# Screw the SXT... Check out these Hotties! 2008 Reign X.



## Monohan (Jun 28, 2007)

Specialized get's hit with the ugly stick, while these are graced by God!

Nuff said...


----------



## mrpercussive (Apr 4, 2006)

those look pretty sick!!!


----------



## n8nate (Apr 12, 2006)

Tits.

-Nate


----------



## -Insomnia- (May 9, 2007)

IMO specialized has always looked good, especially better then those. And this year looks fantastic especially the new deomos MMMM tasty


----------



## Monohan (Jun 28, 2007)

-Insomnia- said:


> IMO specialized has always looked good, especially better then those. And this year looks fantastic especially the new deomos MMMM tasty


Your opinion is wrong...

Looks good, but doesn't have the Uber clean lines of the Reign.


----------



## ironzep (Dec 9, 2006)

Does anyone know what forks are on 2008's?


----------



## mrpercussive (Apr 4, 2006)

ironzep said:


> Does anyone know what forks are on 2008's?

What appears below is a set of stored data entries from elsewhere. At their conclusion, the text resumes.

PR #10, opened 2022-05-05
Scaling helper methods

marceloneppel:
# Issue
This is a PR that was on hold to copy the feedback that improved the PR from https://github.com/canonical/postgresql-k8s-operator/pull/9.

It is part of the scale up/down logic that is needed to avoid adding or removing more than one member to a PostgreSQL cluster if another member is still syncing data after it has joined.

In long:
* To avoid overload of the network during copy of data between the replicas that are being added to the cluster during a scale up or downtime in the case of a scale down, the charm needs to add and remove on member at a time from the cluster so.
* If the member is the current primary, we need to trigger a switchover before the unit is removed, to make avoid downtime in the cluster.

# Solution
* Add some helper methods to add/remove one member at a time and also trigger a switchover when the primary is the unit that is being removed in a scale down process.

# Context
This PR only adds some helper methods that will be used on https://github.com/canonical/postgresql-operator/pull/11.
In `charm.py`:
* Added an action to get the primary unit.
* Added methods for chaning the primary (on a scaling down process if the primary is the unit that is being removed).
* Added some methods to list the IPs and the units that are part of the cluster.
* Added methods to add and remove members to the cluster (through adding them to peer relation data that is later used to update the patroni configuration file, which is used to update the list of cluster members).
In `cluster.py`:
* Added custom exceptions for cluster not ready for adding/removing new members (because of not all members are ready, probably because of a data sync).
* Added methods for getting the primary and cluster members.
* Added methos for checking if all members are ready and whether the member has started (Patroni and PostgreSQL are running).
* Added methods to change the primary through a switchover and check that it happended.
* Added methods for updating and reloading Patroni configuration (this will be used to update the list of members of the cluster).

# Testing
* The new tests are implemented on https://github.com/canonical/postgresql-operator/pull/14.

# Release Notes
* Add helper methods for scaling up/down.

### DIFF
--- a/src/charm.py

looks like a Float, Vanilla and Domain


----------



## Monohan (Jun 28, 2007)

mrpercussive said:


> looks like a Float, Vanilla and Domain


I think it's a 55, not a domain.

Red knob, no power bulge. etc.


----------



## venom600 (Jul 10, 2006)

Nice.....I'm loving my '07 Reign X1. Solid bike.

--Ben


----------



## MonkeyBidnezz (Jan 31, 2005)

They look nice, but the Enduros still look better. The shock hole thru frame has always bugged me...


----------



## Largextracheese (Feb 4, 2004)

*hmm*

Both are great bikes but you are smoking something if you think the Reigns above are sexier than the sxt posted above. That thing is sexy as hell.


----------



## GiantCHaDSTeR (Oct 16, 2006)

Monohan said:


> Specialized get's hit with the ugly stick, while these are graced by God!
> 
> Nuff said...


I'M INLOVE!!!!!!!!!!!!!


----------



## 3lite0hbik3r (Nov 19, 2006)

MonkeyBidnezz said:


> They look nice, but the Enduros still look better. The shock hole thru frame has always bugged me...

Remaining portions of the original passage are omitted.